ACTIVITY: I need every line of the material below that includes the string "affecting".

:: PROVIDED DATA ::

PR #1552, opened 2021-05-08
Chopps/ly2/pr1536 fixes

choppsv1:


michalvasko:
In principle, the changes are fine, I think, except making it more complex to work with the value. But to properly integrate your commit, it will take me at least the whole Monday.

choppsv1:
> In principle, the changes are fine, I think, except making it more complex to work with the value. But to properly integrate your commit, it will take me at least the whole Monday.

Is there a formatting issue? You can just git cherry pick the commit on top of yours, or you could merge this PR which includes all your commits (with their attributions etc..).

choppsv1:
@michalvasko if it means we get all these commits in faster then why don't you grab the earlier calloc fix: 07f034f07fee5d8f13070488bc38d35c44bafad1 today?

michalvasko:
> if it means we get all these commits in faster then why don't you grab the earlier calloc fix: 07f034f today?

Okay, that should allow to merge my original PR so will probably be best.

:::
:: PROVIDED DATA ::

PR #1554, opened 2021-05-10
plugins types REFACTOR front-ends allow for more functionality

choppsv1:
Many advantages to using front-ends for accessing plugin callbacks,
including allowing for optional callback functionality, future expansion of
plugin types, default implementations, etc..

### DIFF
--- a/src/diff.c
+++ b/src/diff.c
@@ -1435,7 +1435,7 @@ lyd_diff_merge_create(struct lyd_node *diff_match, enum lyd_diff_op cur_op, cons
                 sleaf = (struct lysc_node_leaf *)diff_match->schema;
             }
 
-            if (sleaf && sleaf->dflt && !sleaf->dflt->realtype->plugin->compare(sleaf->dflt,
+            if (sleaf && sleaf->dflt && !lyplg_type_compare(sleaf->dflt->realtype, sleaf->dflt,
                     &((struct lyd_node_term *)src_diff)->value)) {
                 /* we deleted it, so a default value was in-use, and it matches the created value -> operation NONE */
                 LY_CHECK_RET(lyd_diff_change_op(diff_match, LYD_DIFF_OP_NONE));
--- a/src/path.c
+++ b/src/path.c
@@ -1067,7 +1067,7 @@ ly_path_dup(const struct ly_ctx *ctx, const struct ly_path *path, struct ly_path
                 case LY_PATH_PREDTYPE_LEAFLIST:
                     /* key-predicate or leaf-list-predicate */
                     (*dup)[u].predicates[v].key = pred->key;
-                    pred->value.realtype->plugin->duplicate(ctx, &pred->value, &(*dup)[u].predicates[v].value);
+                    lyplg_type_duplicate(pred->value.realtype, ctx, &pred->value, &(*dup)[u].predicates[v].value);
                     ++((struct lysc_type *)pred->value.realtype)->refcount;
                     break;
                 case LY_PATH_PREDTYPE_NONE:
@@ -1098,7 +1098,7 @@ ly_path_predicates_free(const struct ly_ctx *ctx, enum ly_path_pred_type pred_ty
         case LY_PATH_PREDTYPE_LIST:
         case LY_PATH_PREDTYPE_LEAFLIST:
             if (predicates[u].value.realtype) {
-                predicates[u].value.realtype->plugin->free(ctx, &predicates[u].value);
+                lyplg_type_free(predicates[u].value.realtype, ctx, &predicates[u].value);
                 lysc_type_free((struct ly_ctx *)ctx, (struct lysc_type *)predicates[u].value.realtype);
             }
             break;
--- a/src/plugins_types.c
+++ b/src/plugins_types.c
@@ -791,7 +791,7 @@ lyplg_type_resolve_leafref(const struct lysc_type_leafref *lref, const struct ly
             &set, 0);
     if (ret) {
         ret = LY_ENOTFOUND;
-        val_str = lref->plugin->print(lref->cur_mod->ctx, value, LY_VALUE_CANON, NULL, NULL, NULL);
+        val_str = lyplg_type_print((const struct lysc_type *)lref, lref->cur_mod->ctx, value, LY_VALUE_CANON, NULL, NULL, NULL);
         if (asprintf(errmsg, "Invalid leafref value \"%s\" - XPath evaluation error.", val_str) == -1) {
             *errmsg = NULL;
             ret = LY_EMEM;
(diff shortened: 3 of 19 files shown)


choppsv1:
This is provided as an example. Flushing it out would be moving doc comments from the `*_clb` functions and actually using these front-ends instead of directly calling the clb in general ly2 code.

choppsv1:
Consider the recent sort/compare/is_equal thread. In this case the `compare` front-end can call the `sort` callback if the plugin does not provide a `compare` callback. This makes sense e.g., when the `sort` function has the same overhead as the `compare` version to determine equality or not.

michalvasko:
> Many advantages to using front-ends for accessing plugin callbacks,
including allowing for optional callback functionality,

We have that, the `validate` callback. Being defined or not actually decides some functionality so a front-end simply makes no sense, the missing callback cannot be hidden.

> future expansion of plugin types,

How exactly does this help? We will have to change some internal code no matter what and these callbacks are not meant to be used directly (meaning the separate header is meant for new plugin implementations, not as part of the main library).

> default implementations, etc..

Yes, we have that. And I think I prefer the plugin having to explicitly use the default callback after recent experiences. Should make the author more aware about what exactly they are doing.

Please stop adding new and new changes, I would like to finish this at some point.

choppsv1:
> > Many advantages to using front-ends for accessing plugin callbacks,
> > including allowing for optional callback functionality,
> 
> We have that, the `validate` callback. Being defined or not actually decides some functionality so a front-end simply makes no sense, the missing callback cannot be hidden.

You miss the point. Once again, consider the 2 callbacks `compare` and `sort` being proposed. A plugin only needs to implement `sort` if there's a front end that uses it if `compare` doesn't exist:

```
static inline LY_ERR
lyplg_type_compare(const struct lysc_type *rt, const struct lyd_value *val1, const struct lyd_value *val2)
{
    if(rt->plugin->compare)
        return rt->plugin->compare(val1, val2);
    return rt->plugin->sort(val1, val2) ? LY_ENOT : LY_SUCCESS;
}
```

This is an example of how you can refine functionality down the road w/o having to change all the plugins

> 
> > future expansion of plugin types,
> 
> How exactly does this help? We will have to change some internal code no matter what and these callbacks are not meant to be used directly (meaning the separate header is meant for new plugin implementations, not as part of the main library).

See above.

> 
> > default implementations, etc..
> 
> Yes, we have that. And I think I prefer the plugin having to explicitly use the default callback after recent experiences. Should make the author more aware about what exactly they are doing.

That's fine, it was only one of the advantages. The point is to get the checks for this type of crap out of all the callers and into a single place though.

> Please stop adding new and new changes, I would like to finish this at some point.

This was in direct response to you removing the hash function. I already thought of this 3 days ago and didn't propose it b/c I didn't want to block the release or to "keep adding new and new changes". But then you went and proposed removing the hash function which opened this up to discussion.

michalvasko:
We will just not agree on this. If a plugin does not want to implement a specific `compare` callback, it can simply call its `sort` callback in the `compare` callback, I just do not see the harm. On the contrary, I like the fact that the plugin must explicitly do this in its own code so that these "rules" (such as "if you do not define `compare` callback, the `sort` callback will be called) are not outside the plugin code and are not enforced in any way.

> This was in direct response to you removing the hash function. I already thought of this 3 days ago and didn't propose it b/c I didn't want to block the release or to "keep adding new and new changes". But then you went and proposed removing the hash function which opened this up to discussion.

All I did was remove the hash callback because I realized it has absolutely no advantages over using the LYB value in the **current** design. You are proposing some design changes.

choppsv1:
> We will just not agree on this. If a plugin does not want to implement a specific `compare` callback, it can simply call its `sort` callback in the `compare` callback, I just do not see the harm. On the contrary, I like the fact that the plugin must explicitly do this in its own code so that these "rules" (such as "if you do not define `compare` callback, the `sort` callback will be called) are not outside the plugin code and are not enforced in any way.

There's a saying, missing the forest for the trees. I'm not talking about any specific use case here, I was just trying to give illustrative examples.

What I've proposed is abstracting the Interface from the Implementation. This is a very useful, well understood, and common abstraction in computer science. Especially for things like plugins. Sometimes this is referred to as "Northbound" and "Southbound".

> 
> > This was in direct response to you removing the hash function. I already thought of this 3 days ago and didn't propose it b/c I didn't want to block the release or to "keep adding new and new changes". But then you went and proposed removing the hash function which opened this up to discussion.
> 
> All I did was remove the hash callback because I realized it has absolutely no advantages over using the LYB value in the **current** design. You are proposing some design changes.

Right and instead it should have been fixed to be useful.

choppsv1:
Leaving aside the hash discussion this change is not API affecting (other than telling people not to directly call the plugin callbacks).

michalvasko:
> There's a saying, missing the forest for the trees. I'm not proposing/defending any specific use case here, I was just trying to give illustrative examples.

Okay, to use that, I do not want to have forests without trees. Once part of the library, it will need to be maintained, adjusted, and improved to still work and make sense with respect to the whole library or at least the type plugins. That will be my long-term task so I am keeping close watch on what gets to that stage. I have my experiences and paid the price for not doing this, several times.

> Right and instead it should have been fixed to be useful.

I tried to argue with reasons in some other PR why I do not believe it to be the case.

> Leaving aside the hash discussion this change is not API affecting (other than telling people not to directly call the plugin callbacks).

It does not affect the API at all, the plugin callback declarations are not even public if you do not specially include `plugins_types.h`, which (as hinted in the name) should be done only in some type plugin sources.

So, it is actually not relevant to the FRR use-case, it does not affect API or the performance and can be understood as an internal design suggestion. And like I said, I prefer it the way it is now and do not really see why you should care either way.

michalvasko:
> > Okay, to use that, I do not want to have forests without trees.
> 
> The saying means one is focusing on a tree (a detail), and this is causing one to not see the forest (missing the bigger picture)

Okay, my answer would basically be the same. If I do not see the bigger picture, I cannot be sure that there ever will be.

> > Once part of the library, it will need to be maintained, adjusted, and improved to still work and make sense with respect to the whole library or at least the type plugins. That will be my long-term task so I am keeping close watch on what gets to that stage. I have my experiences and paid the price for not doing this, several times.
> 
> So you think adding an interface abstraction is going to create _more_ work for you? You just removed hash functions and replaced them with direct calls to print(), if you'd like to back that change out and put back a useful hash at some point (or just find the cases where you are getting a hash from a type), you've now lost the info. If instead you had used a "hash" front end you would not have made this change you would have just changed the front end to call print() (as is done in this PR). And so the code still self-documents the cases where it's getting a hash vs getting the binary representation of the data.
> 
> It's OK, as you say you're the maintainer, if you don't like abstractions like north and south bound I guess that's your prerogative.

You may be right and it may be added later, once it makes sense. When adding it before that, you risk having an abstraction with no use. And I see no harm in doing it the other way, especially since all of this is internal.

:::
:: PROVIDED DATA ::

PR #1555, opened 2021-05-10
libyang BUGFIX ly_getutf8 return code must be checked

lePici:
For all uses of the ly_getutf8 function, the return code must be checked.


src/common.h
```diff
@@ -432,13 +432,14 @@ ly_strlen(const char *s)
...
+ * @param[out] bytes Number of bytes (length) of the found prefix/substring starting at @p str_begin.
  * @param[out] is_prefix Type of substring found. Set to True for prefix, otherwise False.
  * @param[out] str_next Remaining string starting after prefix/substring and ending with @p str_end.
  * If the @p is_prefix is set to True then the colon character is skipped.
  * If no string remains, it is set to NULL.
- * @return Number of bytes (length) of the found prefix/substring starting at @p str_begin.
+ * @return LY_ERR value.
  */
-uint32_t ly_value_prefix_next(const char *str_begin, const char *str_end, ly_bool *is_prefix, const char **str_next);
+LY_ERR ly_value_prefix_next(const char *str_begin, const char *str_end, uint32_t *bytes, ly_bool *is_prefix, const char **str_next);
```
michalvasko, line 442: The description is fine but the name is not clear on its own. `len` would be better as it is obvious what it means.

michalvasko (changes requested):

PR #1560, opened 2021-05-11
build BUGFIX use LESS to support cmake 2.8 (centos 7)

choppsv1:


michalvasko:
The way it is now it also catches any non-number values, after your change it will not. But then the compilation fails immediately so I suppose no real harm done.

:::

ANSWER:
Leaving aside the hash discussion this change is not API affecting (other than telling people not to directly call the plugin callbacks).
> Leaving aside the hash discussion this change is not API affecting (other than telling people not to directly call the plugin callbacks).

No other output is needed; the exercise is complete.